REQUIRED ACTION
Wherever a line in the records contains the word "hold", return that line.

SOURCE INFORMATION
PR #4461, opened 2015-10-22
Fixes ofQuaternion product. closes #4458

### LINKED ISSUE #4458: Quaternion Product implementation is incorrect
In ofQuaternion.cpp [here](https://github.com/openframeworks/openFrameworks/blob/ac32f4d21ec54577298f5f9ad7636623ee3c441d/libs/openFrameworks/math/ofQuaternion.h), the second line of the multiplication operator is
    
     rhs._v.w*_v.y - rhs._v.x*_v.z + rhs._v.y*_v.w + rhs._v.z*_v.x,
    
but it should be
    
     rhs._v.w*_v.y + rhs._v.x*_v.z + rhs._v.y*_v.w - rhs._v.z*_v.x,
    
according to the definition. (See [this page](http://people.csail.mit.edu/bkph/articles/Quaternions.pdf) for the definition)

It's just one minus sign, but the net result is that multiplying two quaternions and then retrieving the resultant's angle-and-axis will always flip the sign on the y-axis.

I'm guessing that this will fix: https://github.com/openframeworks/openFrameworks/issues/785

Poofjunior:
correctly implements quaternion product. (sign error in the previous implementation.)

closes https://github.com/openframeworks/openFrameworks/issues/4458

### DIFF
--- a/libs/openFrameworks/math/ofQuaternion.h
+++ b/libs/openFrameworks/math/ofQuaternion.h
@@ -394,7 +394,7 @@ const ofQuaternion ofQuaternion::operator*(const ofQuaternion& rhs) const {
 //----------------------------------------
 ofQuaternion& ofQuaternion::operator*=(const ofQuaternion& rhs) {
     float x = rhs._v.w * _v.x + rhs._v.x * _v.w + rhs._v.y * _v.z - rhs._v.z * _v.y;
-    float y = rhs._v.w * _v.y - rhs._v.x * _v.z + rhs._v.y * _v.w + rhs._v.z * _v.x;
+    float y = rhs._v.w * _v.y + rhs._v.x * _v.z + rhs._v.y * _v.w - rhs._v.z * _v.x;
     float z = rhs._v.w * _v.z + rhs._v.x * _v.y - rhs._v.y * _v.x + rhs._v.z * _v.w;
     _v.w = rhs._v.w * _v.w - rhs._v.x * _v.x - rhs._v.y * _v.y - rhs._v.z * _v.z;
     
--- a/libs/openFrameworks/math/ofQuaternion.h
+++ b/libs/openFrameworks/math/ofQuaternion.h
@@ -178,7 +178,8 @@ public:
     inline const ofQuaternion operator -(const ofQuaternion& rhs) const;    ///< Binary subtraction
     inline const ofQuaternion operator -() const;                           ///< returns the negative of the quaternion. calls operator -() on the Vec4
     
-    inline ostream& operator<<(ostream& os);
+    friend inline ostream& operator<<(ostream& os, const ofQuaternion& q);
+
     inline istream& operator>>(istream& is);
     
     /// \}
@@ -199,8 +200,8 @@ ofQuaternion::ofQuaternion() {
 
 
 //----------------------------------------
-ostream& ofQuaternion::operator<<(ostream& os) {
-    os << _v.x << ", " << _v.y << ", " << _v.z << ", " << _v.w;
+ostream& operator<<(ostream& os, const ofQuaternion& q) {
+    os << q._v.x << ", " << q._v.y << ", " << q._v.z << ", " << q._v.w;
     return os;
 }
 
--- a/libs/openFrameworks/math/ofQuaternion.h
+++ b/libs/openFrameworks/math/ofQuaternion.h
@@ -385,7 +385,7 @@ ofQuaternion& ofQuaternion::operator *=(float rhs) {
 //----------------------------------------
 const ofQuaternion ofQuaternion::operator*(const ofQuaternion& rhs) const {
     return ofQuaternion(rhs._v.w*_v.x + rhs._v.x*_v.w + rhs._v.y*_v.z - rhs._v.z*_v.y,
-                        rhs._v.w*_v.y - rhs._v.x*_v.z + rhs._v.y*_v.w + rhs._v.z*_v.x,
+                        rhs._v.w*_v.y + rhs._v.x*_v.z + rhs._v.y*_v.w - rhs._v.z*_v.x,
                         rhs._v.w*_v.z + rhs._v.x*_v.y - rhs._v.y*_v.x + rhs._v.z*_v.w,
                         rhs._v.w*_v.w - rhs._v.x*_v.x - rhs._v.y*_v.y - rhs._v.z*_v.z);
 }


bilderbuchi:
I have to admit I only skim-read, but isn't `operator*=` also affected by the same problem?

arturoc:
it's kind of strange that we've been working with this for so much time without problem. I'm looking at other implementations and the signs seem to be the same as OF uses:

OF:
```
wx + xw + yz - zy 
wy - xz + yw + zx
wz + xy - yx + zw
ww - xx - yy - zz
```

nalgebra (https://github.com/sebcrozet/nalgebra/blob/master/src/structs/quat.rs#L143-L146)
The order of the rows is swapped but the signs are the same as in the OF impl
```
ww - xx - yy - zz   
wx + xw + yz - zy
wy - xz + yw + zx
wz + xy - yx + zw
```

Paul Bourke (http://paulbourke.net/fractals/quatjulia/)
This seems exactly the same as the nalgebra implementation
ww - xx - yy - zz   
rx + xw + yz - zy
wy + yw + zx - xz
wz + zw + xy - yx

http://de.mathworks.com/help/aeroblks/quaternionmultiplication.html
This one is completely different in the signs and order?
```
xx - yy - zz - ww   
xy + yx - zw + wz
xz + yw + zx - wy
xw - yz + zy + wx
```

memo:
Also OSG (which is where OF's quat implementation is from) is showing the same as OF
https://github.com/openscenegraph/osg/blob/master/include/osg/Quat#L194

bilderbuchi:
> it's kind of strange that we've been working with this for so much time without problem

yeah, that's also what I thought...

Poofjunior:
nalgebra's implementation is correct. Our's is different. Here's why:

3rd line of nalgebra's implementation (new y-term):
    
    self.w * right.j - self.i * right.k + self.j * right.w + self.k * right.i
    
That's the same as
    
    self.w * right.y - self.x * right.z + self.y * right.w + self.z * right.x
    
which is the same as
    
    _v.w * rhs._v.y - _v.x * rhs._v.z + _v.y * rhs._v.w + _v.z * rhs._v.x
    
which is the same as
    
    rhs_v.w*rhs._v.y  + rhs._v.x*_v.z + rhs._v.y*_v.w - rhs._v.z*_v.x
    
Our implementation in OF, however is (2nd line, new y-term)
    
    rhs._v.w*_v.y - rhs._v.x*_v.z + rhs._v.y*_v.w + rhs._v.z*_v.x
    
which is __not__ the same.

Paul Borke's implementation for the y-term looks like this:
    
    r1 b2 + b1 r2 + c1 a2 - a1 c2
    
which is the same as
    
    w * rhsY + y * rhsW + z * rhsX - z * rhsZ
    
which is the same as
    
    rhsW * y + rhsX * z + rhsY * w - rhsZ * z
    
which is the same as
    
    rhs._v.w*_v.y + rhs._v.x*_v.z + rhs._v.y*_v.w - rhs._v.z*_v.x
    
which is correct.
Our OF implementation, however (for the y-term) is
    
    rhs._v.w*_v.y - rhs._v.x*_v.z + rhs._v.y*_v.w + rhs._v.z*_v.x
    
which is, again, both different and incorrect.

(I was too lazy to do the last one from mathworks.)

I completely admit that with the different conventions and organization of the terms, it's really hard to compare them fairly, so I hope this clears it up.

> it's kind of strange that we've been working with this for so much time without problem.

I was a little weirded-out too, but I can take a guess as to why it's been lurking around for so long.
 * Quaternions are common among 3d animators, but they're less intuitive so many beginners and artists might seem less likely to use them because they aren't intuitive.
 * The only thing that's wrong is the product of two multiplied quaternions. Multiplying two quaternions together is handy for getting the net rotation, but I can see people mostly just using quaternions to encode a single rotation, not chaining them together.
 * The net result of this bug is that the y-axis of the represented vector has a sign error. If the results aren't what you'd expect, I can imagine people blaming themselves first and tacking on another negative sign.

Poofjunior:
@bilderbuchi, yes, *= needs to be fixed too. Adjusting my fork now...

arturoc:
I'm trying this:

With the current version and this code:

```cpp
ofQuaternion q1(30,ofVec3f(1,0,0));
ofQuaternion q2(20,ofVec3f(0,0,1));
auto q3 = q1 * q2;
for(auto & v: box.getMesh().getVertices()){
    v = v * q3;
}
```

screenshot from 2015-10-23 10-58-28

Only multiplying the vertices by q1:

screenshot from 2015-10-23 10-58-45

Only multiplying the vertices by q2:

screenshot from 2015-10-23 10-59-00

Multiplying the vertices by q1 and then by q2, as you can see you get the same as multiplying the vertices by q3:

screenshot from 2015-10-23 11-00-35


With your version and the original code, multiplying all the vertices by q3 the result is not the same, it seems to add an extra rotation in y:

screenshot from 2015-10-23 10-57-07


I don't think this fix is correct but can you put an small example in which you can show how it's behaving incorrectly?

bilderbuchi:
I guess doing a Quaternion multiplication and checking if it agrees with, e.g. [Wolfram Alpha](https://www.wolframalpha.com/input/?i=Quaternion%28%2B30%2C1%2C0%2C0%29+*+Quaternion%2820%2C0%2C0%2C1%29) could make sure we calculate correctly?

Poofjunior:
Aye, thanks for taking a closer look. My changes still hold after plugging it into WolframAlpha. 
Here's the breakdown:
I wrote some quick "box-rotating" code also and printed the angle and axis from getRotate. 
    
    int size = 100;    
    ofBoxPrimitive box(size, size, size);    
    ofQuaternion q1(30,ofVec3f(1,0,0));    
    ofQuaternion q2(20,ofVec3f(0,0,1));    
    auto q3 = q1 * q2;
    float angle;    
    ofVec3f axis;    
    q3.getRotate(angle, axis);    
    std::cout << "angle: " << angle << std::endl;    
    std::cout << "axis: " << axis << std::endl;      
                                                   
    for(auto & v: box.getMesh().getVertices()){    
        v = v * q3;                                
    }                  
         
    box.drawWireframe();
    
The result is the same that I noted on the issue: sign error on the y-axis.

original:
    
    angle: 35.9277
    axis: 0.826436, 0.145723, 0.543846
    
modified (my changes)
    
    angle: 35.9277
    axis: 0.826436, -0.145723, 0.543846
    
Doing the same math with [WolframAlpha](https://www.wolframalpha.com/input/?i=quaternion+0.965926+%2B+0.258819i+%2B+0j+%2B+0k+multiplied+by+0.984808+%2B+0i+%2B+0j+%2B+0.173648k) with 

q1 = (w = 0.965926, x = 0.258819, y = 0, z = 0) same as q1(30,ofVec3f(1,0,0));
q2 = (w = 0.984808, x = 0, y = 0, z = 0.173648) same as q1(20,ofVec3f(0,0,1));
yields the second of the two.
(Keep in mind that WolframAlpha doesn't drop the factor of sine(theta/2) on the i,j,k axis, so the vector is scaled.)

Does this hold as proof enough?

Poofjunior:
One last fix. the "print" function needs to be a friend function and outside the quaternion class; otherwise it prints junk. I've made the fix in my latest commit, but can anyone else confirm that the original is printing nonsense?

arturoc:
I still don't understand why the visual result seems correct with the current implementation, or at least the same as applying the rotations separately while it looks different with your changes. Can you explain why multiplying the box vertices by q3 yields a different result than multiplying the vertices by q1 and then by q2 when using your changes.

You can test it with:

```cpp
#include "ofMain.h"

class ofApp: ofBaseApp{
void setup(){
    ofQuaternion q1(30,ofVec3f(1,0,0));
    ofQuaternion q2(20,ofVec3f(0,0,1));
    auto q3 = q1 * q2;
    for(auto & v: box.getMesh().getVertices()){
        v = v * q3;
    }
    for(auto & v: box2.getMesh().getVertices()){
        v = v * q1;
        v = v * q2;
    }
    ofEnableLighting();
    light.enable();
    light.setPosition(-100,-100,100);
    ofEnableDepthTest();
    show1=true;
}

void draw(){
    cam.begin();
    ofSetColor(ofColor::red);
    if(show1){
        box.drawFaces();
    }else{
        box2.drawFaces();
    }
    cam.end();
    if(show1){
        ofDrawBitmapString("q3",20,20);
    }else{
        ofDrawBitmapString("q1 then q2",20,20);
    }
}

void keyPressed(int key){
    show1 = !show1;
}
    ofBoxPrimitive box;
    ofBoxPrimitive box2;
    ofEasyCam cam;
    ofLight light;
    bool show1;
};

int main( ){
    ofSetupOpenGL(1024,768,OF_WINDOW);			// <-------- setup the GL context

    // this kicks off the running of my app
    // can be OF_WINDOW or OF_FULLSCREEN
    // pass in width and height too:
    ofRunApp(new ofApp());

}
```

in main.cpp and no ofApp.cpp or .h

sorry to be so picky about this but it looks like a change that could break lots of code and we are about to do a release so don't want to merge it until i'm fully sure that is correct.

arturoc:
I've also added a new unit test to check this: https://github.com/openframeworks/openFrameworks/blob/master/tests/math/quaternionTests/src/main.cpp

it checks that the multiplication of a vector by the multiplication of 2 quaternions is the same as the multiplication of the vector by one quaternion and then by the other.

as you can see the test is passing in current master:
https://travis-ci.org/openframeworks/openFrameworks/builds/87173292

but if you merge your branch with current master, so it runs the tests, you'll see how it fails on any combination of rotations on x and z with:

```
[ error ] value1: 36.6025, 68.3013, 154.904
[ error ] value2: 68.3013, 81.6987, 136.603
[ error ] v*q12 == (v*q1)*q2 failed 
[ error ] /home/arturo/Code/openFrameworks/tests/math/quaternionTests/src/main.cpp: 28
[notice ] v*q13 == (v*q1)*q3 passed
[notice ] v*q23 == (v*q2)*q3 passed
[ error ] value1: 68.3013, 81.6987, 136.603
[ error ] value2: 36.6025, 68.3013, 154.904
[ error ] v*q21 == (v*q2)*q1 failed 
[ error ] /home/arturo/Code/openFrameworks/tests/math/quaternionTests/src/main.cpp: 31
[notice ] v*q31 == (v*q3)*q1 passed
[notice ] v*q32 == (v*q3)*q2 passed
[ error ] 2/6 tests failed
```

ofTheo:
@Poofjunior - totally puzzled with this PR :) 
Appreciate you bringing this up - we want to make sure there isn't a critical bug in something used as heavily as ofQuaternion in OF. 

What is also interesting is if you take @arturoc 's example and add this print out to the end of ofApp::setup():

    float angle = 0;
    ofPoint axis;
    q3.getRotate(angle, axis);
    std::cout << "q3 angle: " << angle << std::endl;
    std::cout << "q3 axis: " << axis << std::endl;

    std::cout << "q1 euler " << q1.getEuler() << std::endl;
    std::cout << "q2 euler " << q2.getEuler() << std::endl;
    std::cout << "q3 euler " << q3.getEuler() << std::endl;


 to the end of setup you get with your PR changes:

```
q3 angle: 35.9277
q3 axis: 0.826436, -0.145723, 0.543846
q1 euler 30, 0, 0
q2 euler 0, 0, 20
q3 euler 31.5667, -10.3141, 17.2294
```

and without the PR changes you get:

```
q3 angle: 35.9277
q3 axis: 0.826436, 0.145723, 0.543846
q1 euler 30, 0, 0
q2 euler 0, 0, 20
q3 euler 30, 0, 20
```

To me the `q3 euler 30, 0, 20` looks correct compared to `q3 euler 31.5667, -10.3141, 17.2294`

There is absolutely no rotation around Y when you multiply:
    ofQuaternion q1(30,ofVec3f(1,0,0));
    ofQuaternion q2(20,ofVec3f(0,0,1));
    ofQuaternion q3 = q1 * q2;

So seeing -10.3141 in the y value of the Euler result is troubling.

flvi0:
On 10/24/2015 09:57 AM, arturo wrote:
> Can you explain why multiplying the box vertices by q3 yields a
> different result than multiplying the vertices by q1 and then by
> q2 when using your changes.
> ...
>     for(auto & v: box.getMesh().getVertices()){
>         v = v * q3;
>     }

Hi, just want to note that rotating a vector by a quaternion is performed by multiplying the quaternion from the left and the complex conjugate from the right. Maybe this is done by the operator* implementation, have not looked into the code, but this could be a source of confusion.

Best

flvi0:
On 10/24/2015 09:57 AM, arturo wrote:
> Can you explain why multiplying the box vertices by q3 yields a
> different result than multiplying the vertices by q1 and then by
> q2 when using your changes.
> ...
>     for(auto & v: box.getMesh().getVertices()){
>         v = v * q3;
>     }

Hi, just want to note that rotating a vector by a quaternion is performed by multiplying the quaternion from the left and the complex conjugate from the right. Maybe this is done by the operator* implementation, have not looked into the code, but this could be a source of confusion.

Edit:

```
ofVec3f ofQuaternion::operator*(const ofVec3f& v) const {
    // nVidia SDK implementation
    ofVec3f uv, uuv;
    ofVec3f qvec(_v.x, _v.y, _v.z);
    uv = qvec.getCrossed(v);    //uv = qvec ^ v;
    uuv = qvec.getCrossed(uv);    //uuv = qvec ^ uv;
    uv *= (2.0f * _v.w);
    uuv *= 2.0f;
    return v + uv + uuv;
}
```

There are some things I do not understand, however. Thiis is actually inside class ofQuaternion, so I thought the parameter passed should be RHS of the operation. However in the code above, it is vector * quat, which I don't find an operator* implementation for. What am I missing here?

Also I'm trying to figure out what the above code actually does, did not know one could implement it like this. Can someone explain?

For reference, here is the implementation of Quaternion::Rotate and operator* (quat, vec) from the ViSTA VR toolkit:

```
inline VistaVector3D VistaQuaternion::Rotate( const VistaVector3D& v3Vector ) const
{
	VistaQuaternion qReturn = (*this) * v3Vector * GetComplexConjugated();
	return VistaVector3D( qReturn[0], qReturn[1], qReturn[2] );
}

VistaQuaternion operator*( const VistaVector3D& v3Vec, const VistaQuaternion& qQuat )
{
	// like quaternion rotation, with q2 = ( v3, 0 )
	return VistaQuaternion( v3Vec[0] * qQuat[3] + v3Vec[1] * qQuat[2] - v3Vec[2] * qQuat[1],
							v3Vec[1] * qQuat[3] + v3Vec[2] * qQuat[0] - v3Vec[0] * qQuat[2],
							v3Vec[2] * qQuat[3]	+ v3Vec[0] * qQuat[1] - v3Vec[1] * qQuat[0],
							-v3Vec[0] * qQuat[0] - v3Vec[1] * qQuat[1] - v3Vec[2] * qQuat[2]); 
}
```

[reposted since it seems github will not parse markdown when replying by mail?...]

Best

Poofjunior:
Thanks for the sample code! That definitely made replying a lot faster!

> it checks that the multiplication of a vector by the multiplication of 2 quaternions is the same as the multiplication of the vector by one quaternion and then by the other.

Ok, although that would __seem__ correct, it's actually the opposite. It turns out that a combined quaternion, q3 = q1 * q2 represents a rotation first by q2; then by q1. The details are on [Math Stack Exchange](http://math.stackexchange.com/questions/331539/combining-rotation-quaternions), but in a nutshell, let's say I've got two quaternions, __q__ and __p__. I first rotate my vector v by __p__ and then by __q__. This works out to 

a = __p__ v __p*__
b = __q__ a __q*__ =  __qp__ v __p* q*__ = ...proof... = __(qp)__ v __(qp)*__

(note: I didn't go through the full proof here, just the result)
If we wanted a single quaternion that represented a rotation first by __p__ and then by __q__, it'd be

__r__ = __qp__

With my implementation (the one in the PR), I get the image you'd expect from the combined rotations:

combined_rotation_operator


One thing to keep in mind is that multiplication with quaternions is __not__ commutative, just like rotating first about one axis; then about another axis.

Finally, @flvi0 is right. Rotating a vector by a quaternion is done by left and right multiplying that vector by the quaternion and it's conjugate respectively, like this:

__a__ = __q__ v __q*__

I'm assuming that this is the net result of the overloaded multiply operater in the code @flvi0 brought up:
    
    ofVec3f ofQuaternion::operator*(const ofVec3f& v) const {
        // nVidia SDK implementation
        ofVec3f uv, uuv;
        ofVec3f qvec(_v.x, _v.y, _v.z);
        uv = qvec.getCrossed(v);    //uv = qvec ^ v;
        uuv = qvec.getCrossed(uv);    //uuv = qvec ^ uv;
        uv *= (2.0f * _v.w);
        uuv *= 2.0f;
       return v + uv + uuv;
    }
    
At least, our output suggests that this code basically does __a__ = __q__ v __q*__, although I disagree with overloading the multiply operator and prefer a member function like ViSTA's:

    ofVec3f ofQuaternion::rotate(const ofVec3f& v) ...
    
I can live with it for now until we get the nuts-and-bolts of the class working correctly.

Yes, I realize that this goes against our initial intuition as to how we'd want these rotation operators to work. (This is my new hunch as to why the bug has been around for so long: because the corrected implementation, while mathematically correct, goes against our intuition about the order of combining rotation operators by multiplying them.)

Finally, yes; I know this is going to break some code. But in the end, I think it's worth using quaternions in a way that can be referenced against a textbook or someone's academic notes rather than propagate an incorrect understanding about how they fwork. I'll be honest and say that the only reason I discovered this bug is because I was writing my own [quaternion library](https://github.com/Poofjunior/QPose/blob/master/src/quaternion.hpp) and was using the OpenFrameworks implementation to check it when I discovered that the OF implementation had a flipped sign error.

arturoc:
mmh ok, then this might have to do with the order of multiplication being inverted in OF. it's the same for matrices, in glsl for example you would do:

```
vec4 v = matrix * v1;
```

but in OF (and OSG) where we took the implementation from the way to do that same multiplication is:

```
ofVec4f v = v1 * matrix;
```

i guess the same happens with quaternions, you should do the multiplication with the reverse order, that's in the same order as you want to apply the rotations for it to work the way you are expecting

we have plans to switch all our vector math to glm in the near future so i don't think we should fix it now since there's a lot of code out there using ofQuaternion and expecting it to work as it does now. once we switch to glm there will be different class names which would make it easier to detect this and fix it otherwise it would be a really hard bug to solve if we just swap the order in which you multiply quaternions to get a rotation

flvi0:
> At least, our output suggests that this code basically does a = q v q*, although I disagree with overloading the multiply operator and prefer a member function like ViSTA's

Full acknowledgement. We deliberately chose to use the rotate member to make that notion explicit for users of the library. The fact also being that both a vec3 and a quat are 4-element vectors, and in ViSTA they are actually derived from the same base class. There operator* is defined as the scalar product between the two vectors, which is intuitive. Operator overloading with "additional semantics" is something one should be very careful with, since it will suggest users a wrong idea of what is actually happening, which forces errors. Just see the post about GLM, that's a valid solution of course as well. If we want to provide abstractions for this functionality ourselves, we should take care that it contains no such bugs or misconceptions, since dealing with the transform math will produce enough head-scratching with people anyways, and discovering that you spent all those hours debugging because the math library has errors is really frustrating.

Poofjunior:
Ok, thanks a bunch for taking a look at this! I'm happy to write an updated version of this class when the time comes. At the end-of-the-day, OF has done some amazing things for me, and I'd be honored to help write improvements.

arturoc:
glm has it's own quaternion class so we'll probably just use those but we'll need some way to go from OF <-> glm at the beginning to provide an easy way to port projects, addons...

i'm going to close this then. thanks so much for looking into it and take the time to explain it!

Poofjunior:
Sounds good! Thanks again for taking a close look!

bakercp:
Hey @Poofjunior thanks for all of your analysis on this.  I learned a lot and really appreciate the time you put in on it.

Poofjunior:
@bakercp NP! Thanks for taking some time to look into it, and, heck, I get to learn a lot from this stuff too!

THE COMPLETED TASK
Aye, thanks for taking a closer look. My changes still hold after plugging it into WolframAlpha. 
Does this hold as proof enough?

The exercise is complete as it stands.